When a value type is passed as a parameter, its value cannot be modified inside the function body. When a reference type is passed as a parameter, the memory address it points to cannot be modified inside the function body, but the variable value inside it can be modified.

The advantages of value types are: immutability, value type variables are strictly controlled by an owner; independence, reference types are interdependent, which is an implicit dependency; and interchangeability.

For object-oriented programming, since instance objects are mutable, another owner of the object can change the properties of the object when appropriate. Swift supports single inheritance of classes, which leads to inheritance of more functions from multiple classes, increases complexity, and causes the problem of tight coupling of classes. In multi-threaded situations, the same reference can be changed at the same time.

One of the main reasons to choose value types over reference types is that it makes your code simpler. Swift is protocol-oriented at its core, and reference types have many owners. A value type is assigned to a variable or constant, and its value is copied when it is passed to a function as a parameter. This allows a value type to have only one owner at any time, thereby reducing complexity. In any case, you can assume that your other code will not change it, which is often useful in a multi-threaded environment.
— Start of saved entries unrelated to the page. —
Issue #1396, opened 2024-06-20
Defaults for global config


JakeUrban:
### What problem does your feature solve?

If you are using a local project-based config `.soroban` directory, you can set environment variables in a `.env` file that specify the network and source account that should be used if omitted from a command.

note: being able to set these environment variables is undocumented other than in the `--help` message for some commands

However, if you're using global config, you have to set the environment variables in your shell.

### What would you like to see?

It would be great if I could configure which network and source account to use via a `use` command or something similar.

```bash
stellar network add testnet --rpc-url ... --network-passphrase ...
stellar network use testnet
stellar keys generate primary  # no --network flag needed
stellar keys use primary
stellar contract id asset --asset native  # no --network or --source-account flags needed
```

### What alternatives are there?

Using environment variables.

willemneal:
Great idea! We are planning on refactoring the config so that you could for example take advantage of the network you are compiling to so you could get the id of the native SAC like in your final example. I had been wondering how you would handle checking which network is currently in use when compiling and this seems like a good way to handle it.

leighmcculloch:
It would be helpful if we add a command that shows you the current state, based off all the inputs that can affect state such as env vars, the `use` commands, etc.

I think we need to explore a bit to what that could look like, but as an example:

```
$ export STELLAR_NETWORK=testnet
$ stellar keys use primary
$ stellar config
network=testnet (env)
key=primary (use)
```

leighmcculloch:
> ```
> $ export STELLAR_NETWORK=testnet
> $ stellar keys use primary
> $ stellar env
> network=testnet (env)
> key=primary (use)
> ```

Floating this idea: think we should make this operate around env vars, since every config has an env var, instead of mapping to some third concept (the `network`, `key` above).

This is something other tools like `go env` do:

```
$ export STELLAR_NETWORK=testnet
$ stellar keys use primary
$ stellar env
STELLAR_NETWORK=testnet # env
STELLAR_ACCOUNT=primary # env
```

We can still add annotations, except use `#` so it's a comment.

If you want to save the current env in a .env file, it's essentially `stellar env > .env`. If we're planning to get rid of the local .stellar folder, this may play into a story that folks use for project based config.

leighmcculloch:
[...]

PR #1690, opened 2024-10-29
Add global config for default network and identity.

fnando:
### What

This pr introduces a global config file called `~/.stellar/config.toml`. Right now, it contains a new section called `defaults`, which can hold the values set by the new commands `stellar keys use NAME` and `stellar network use NAME`. An upcoming pr will use this values by default, when available.

```console
$ stellar network use testnet
ℹ️ The default network is set to `testnet`

$ stellar keys use alice
ℹ️ The default source account is set to `alice`

$ stellar env
STELLAR_NETWORK=testnet # default
STELLAR_ACCOUNT=alice   # default

$ cat ~/.config/stellar/config.toml
[defaults]
network = "testnet"
identity = "alice"
```

### Why

This is the first step to implement #1396.

### Known limitations

N/A

### DIFF
--- a/cmd/soroban-cli/src/commands/env/mod.rs
+++ b/cmd/soroban-cli/src/commands/env/mod.rs
@@ -4,6 +4,7 @@ use crate::{
         locator::{self},
         Config,
     },
+    print::Print,
 };
 use clap::Parser;
 
@@ -17,13 +18,11 @@ pub struct Cmd {
 pub enum Error {
     #[error(transparent)]
     Locator(#[from] locator::Error),
-
-    #[error("no defaults or environment variables set")]
-    NoEnv,
 }
 
 impl Cmd {
-    pub fn run(&self, _global_args: &global::Args) -> Result<(), Error> {
+    pub fn run(&self, global_args: &global::Args) -> Result<(), Error> {
+        let print = Print::new(global_args.quiet);
         let config = Config::new()?;
         let mut lines: Vec<(String, String)> = Vec::new();
 
@@ -36,10 +35,13 @@ impl Cmd {
         }
 
         if lines.is_empty() {
-            return Err(Error::NoEnv);
+            print.warnln("No defaults or environment variables set".to_string());
+            return Ok(());
         }
 
         let max_len = lines.iter().map(|l| l.0.len()).max().unwrap_or(0);
+
+        lines.sort();
 
         for (value, source) in lines {
             println!("{value:max_len$} # {source}");
--- a/cmd/soroban-cli/src/commands/env/mod.rs
+++ b/cmd/soroban-cli/src/commands/env/mod.rs
@@ -1,6 +1,6 @@
 use crate::{
     commands::global,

If the data used in one thread is accidentally modified by another thread, this will usually cause very serious bugs and is quite difficult to debug. Class = high complexity, value = low complexity. In addition, Swift has made some optimizations on the operations of value types, so there is a saying that Swift uses value types instead of reference types extensively.

Since the difference between the two is only reflected when you need to modify the data, value types and reference types look exactly the same when your instances do not modify the data. You might want to write a completely immutable class, implement an immutable class in Swift by using immutable storage properties and avoiding exposing interfaces that modify data. In fact, most Cocoa classes, such as NSURL, are designed to be immutable classes. However, Swift currently does not provide any language mechanism to force a class to be immutable (for example, subclassing can modify the implementation of a class). Only structures and enumerations are forced to be immutable.

In Swift, Array, String, and Dictionary are all value types, and their behavior is similar to int in C language. Each instance has its own data, and you don't need to do anything extra, such as making an explicit copy to prevent other code from modifying it without your knowledge, etc. More importantly, you can safely pass it between threads without using synchronization technology. In the spirit of improving safety, this model will help you write more predictable code in Swift.

In addition, Swift and OC have other type correspondences, the corresponding relationships are as follows:

However, it is important to note that for the reference type of data in the original OC, Swift does not really implement a complete set of data storage logic. It only saves the reference to the OC object internally, so that the behavior logic and value type are consistent when accessing the Swift API.